▼
PR #2924, opened 2021-04-03
Redefine Streaming API

annym:
## Overview

Description:

Shim layer should not expose timestamp, instead a snapshot timestamp should come from the commit of read-only transactions.

Why should this be merged: potential data loss bug (user believes he's subscribing to streaming updates from version 'X', but 'X' regresses to 'R',  and updates between 'R' and 'X' are not sent/reported to the subscriber).  Also, timestamp between snapshot and delta sync point with current API are not easily correlated and subject to dev usage error.

- [ ] Public API has Javadoc


runtime/src/main/java/org/corfudb/runtime/collections/CorfuStore.java
```diff
@@ -265,6 +265,25 @@ void subscribe(@Nonnull StreamListener streamListener, @Nonnull String namespace
...
+     * Note: if memory is a consideration consider use the other version of subscribe that is
+     * able to specify the size of buffered transactions entries.
+     *
+     * @param streamListener   callback context
+     * @param namespace        the CorfuStore namespace to subscribe to
+     * @param streamTag        only updates of tables with the stream tag will be polled
+     * @param tablesOfInterest only updates from these tables of interest will be sent to listener
+     */
+    public void subscribeListener(@Nonnull StreamListener streamListener, @Nonnull String namespace,
+                                  @Nonnull String streamTag, @Nonnull List<String> tablesOfInterest) {
```
annym, line 283: Add tests for this new API (pending)

test/src/test/java/org/corfudb/integration/CorfuReplicationReconfigurationIT.java
```diff
@@ -258,7 +259,11 @@ public void testStandbyTransactionLogging() throws Exception {
     private void subscribe(String mapName) {
         // Subscribe to mapName and upon changes stop standby LR
         CorfuStore corfuStore = new CorfuStore(standbyRuntime);
-        CorfuStoreMetadata.Timestamp ts = corfuStore.getTimestamp();
+        Token token = standbyRuntime.getSequencerView().query().getToken();
+        CorfuStoreMetadata.Timestamp ts = CorfuStoreMetadata.Timestamp.newBuilder()
+                .setEpoch(token.getEpoch())
+                .setSequence(token.getSequence())
+                .build();
```
zhangn49, line 266: is queryToken necessary here? NON_ADDRESS seems to be ok.

test/src/test/java/org/corfudb/integration/SourceForwardingDataSender.java
```diff
@@ -104,6 +104,7 @@ public SourceForwardingDataSender(String destinationEndpoint, LogReplicationConf
         final CompletableFuture<LogReplicationEntryMsg> cf = new CompletableFuture<>();
 
         // Emulate Channel by directly accepting from the destination, whatever is sent by the source manager
+        System.out.println(">>> Receive message :: entryType :: " + message.getMetadata().getEntryType() + " ts::" + message.getMetadata().getTimestamp());
```
zhangn49, line 107: s.out -> log

utils/src/main/java/org/corfudb/utils/lock/persistence/LockStore.java
```diff
@@ -90,7 +93,11 @@ public LockStore(CorfuRuntime runtime, UUID clientUuid) throws NoSuchMethodExcep
      * @throws LockStoreException
      */
     public boolean acquire(LockId lockId) throws LockStoreException {
-        CorfuStoreMetadata.Timestamp timestamp = corfuStore.getTimestamp();
+        Token token = runtime.getSequencerView().query().getToken();
+        CorfuStoreMetadata.Timestamp timestamp = CorfuStoreMetadata.Timestamp.newBuilder()
+                .setEpoch(token.getEpoch())
+                .setSequence(token.getSequence())
+                .build();
```
zhangn49, line 100: LockStore still use the deprecated query API, so TS is still here. Do we plan to remove it?

Just wanted to make sure my understand is correct - Every corfu store user should get timestamp from read txn commit, rather than querying token to build this TS. And looks like user should not have its runtime?

infrastructure/src/main/java/org/corfudb/infrastructure/logreplication/replication/receive/StreamsSnapshotWriter.java
```diff
@@ -203,41 +211,43 @@ private void processOpaqueEntry(List<SMREntry> smrEntries, UUID shadowStreamUuid
...
+
+            try {
+                if (!snapshotSyncStartMarker.isPresent()) {
+                    logReplicationMetadataManager.setSnapshotSyncStartMarker(txnContext, snapshotSyncId, timestamp);
+                    snapshotSyncStartMarker = Optional.of(new SnapshotSyncStartMarker(snapshotSyncId, timestamp.getSequence()));
+                }
+                txnContext.commit();
+            } catch (Exception e) {
+                log.warn("Caught an exception ", e);
+                throw e;
```
zhangn49, line 225: same here

infrastructure/src/main/java/org/corfudb/infrastructure/logreplication/replication/send/SenderBufferManager.java
```diff
@@ -185,12 +186,11 @@ public LogReplicationEntryMsg processAcks() throws InterruptedException, Executi
...
     }
 
-    public CompletableFuture<LogReplicationEntryMsg> sendWithBuffering(LogReplicationEntryMsg message,
-                                                                    String metricName,
-                                                                    Tag replicationTag) {
+    public CompletableFuture<LogReplicationEntryMsg> sendWithBuffering(LogReplicationEntryMsg message, String metricName, Tag replicationTag) {
         LogReplicationEntryMetadataMsg metadata = overrideSyncSeqNum(
                 message.getMetadata(), snapshotSyncSequenceNumber++);
         LogReplicationEntryMsg newMessage = overrideMetadata(message, metadata);
+        pendingMessages.append(newMessage);
```
zhangn49, line 193: This missing line could have caused many bugs..

infrastructure/src/main/java/org/corfudb/infrastructure/logreplication/replication/receive/LogReplicationMetadataManager.java
```diff
@@ -99,71 +104,111 @@ public LogReplicationMetadataManager(CorfuRuntime rt, long topologyConfigId, Str
     }
 
     public CorfuStoreMetadata.Timestamp getTimestamp() {
-        return corfuStore.getTimestamp();
+        Token token = runtime.getSequencerView().query().getToken();
+        return CorfuStoreMetadata.Timestamp.newBuilder()
+                .setEpoch(token.getEpoch())
+                .setSequence(token.getSequence())
+                .build();
```
zhangn49, line 111: Is this function still needed?

infrastructure/src/main/java/org/corfudb/infrastructure/logreplication/replication/receive/LogReplicationMetadataManager.java
```diff
@@ -99,71 +104,111 @@ public LogReplicationMetadataManager(CorfuRuntime rt, long topologyConfigId, Str
...
+
+            metadataMap.put(keyType, stringValue != null ? Long.parseLong(stringValue) : -1L);
         }
 
-        return val;
+        return metadataMap;
     }
 
-    public long query(CorfuStoreMetadata.Timestamp timestamp, LogReplicationMetadataType key) {
+    public long queryMetadata(CorfuStoreMetadata.Timestamp ts, LogReplicationMetadataType key) {
```
zhangn49, line 173: looks like all caller use null? should we remove it? and modify queryString?

infrastructure/src/main/java/org/corfudb/infrastructure/logreplication/replication/send/SenderBufferManager.java
annym: right, this took me hours to realize! And luckily because I had disabled the metrics to ease logs readability I was able to hit this. This was an error doing copy/paste with the RPC change but it would've been critical for LR if metrics were disabled.

infrastructure/src/main/java/org/corfudb/infrastructure/logreplication/replication/receive/LogReplicationMetadataManager.java
annym: So this is only needed for the snapshot sync start marker timestamp. I think we might be able to get this timestamp from somewhere else (for instance from the tx.commit of the first shadow stream commit, but got lost in the code with many other changes).. let me know your thoughts..

zhangn49: Yes, from tx.commit makes more sense. As we don't want users to build their TS.

infrastructure/src/main/java/org/corfudb/infrastructure/logreplication/replication/receive/StreamsSnapshotWriter.java
```diff
@@ -182,14 +189,15 @@ public void reset(long topologyConfigId, long snapshot) {
...
-            throw e;
+        try (TxnContext txnContext = logReplicationMetadataManager.getTxnContext()) {
+            processOpaqueEntry(txnContext, smrEntries, shadowStreamUuid);
+
+            try {
+                txnContext.commit();
+            } catch (Exception e) {
+                log.warn("Caught an exception ", e);
+                throw e;
+            }
```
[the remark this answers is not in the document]
hisundar: +1

infrastructure/src/main/java/org/corfudb/infrastructure/logreplication/utils/LogReplicationStreamNameTableManager.java
```diff
@@ -148,64 +155,58 @@ private void deleteExistingStreamNameAndVersionTables() {
...
-        Set<LogReplicationStreams.TableInfo> tables =
-            q.keySet(LOG_REPLICATION_STREAMS_NAME_TABLE, null);
         Set<String> tableNames = new HashSet<>();
-        tables.forEach(table -> {
-            tableNames.add(table.getName());
-        });
+        try (TxnContext txn = corfuStore.txn(CORFU_SYSTEM_NAMESPACE)) {
+
+            Set<TableInfo> tables = txn.keySet(LOG_REPLICATION_STREAMS_NAME_TABLE);
+            tables.forEach(table -> tableNames.add(table.getName()));
```
hisundar, line 208: perhaps add a txn.commit() here too?

runtime/src/main/java/org/corfudb/runtime/collections/TxnContext.java
```diff
@@ -149,6 +150,38 @@ private void txBeginInternal(boolean allowNestedTransactions) {
...
+     * @param <V>         - type of the payload/value
+     * @param <M>         - type of the metadata
+     */
+    private <K extends Message, V extends Message, M extends Message>
+    void validateWrite(@Nonnull Table<K, V, M> table, K key, V value, M metadata, boolean validateKey) {
+        baseValidateWrite(table, key, validateKey);
+        if (table.getMetadataClass() == null && metadata != null) {
+            throw new IllegalArgumentException("Metadata schema for table " + table.getFullyQualifiedTableName() + " is defined as NULL, non-null metadata is not allowed.");
+        }
+        if (table.getValueClass() == null && value != null) {
```
hisundar, line 175: I don't think we support null payloads, perhaps this check can be moved into openTable itself?

test/src/test/java/org/corfudb/integration/CorfuReplicationReconfigurationIT.java
hisundar: Also given that we have at least one use case where we need to subscribe from the latest, should we overload the subscribeListener() api to not have a timestamp, where we will under the hood subscribe to the latest timestamp?

test/src/test/java/org/corfudb/runtime/collections/CorfuStoreShimTest.java
```diff
@@ -130,6 +148,156 @@ public void checkDirtyReads() throws Exception {
...
+     *
+     * @throws Exception
+     */
+    @Test
+    public void checkOpenRetriesTXN() throws Exception {
+        CorfuRuntime corfuRuntime = getDefaultRuntime();
+        CorfuStoreShim corfuStore = new CorfuStoreShim(corfuRuntime);
+        final String nsxManager = "nsx-manager"; // namespace for the table
+        final String tableName = "EventInfo"; // table name
+        final int numThreads = 10;
```
hisundar, line 288: not related to your change but this seems to be a source of flakiness in tests, because in GitHub actions the number of cores may be far less, executing 10 threads can sometimes timeout, perhaps we can reduce this to 5?

test/src/test/java/org/corfudb/runtime/collections/DiskBackedCorfuClientTest.java
```diff
@@ -464,45 +466,53 @@ void dataStoreIntegration(
...
+            Set<EventInfo> scannedValues = queryResult.stream()
+                    .map(CorfuStoreEntry::getPayload).collect(Collectors.toSet());
+
+            assertThat(filteredEvents.size()).isGreaterThan(0).isLessThan(SAMPLE_SIZE);
+            assertThat(scannedValues.size()).isEqualTo(filteredEvents.size());
+            assertThat(tx.count(tableName)).isEqualTo(SAMPLE_SIZE + 1);
+        }
+
+        try (TxnContext tx = corfuStore.txn(namespace, IsolationLevel.snapshot(timestamp))) {
+            assertThat(tx.count(tableName)).isEqualTo(1);
```
hisundar, line 514: can we add a tx.commit() here too please?

test/src/test/java/org/corfudb/runtime/collections/DiskBackedCorfuClientTest.java
```diff
@@ -464,45 +466,53 @@ void dataStoreIntegration(
...
+                    .collect(Collectors.toSet());
+            List<CorfuStoreEntry<Uuid, EventInfo, SampleSchema.ManagedResources>> queryResult =
+                    tx.executeQuery(tableName,
+                            record -> ((EventInfo) record.getPayload()).getEventTime() > medianEventTime);
+            Set<EventInfo> scannedValues = queryResult.stream()
+                    .map(CorfuStoreEntry::getPayload).collect(Collectors.toSet());
+
+            assertThat(filteredEvents.size()).isGreaterThan(0).isLessThan(SAMPLE_SIZE);
+            assertThat(scannedValues.size()).isEqualTo(filteredEvents.size());
+            assertThat(tx.count(tableName)).isEqualTo(SAMPLE_SIZE + 1);
```
hisundar, line 510: can we add a tx.commit() here please?

utils/src/main/java/org/corfudb/utils/lock/persistence/LockStore.java
```diff
@@ -253,9 +263,9 @@ private void update(LockId lockId, LockData lockMetaData, CorfuStoreMetadata.Tim
      */
     @VisibleForTesting
     public Optional<LockData> get(LockId lockId) throws LockStoreException {
-        try {
-            CorfuRecord record = corfuStore.query(NAMESPACE).getRecord(TABLE_NAME, lockId);
-            if (record != null) {
+        try (TxnContext txn = corfuStore.txn(NAMESPACE)) {
+            CorfuStoreEntry record = txn.getRecord(TABLE_NAME, lockId);
+            if (record.getPayload() != null) {
```
hisundar, line 268: txn.commit() please

hisundar (changes requested):
Thanks so much Anny for the huge cleanup!

runtime/src/main/java/org/corfudb/runtime/collections/TxnContext.java
annym: It should cause currently nothing prevents value or key being null. The annotation in place is only informational.

annym: I've added the check on openTable

hisundar (approved):
LGTM, thanks

test/src/test/java/org/corfudb/integration/CorfuReplicationReconfigurationIT.java
annym: I already added that API and actually added one more where the table names are also not needed. Changed this code to subscribe to latest timestamp instead of using queryToken.

utils/src/main/java/org/corfudb/utils/lock/persistence/LockStore.java
annym: correct, actually I'm not sure why this TS was needed to be passed on the update and create if it does not need a snapshot. I completely removed the dependency from timestamp, please take a look in case I missed something.

infrastructure/src/main/java/org/corfudb/infrastructure/logreplication/replication/receive/LogReplicationMetadataManager.java
annym: Ok, made this change.. this is the only one I'm a bit concerned we don't see the implications of this change. If you can give it some extra thoughts, I'm doing the same.

infrastructure/src/main/java/org/corfudb/infrastructure/logreplication/replication/receive/StreamsSnapshotWriter.java
```diff
@@ -203,41 +206,42 @@ private void processOpaqueEntry(List<SMREntry> smrEntries, UUID shadowStreamUuid
...
-         */
-    private CorfuStoreMetadata.Timestamp processOpaqueEntry(TxBuilder txBuilder, List<SMREntry> smrEntries, UUID shadowStreamUuid) {
+    /**
+     * Write a list of SMR entries to the specified stream log.
+     *
+     * @param smrEntries
+     * @param shadowStreamUuid
+     */
+    private CorfuStoreMetadata.Timestamp processOpaqueEntry(TxnContext txnContext, List<SMREntry> smrEntries, UUID shadowStreamUuid) {
         CorfuStoreMetadata.Timestamp timestamp = logReplicationMetadataManager.getTimestamp();
```
zhangn49, line 238: The return value seems to be unnecessary right now, we can remove it.

infrastructure/src/main/java/org/corfudb/infrastructure/logreplication/replication/receive/LogReplicationMetadataManager.java
```diff
@@ -99,71 +101,103 @@ public LogReplicationMetadataManager(CorfuRuntime rt, long topologyConfigId, Str
     }
 
     public CorfuStoreMetadata.Timestamp getTimestamp() {
-        return corfuStore.getTimestamp();
+        Token token = runtime.getSequencerView().query().getToken();
+        return CorfuStoreMetadata.Timestamp.newBuilder()
+                .setEpoch(token.getEpoch())
+                .setSequence(token.getSequence())
+                .build();
```
zhangn49, line 108: The only caller is `processOpaqueEntry`, so we can remove this function completely.

zhangn49 (approved):
LGTM, 2 comments about minor cleanup

infrastructure/src/main/java/org/corfudb/infrastructure/logreplication/replication/receive/StreamsSnapshotWriter.java
annym: yes, good catch. Forgot to revert it.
▲
Work to complete
Among the records, find every line holding the word "newBuilder" and copy it.

Your solution
+        CorfuStoreMetadata.Timestamp ts = CorfuStoreMetadata.Timestamp.newBuilder()
+        CorfuStoreMetadata.Timestamp timestamp = CorfuStoreMetadata.Timestamp.newBuilder()
+        return CorfuStoreMetadata.Timestamp.newBuilder()
+        return CorfuStoreMetadata.Timestamp.newBuilder()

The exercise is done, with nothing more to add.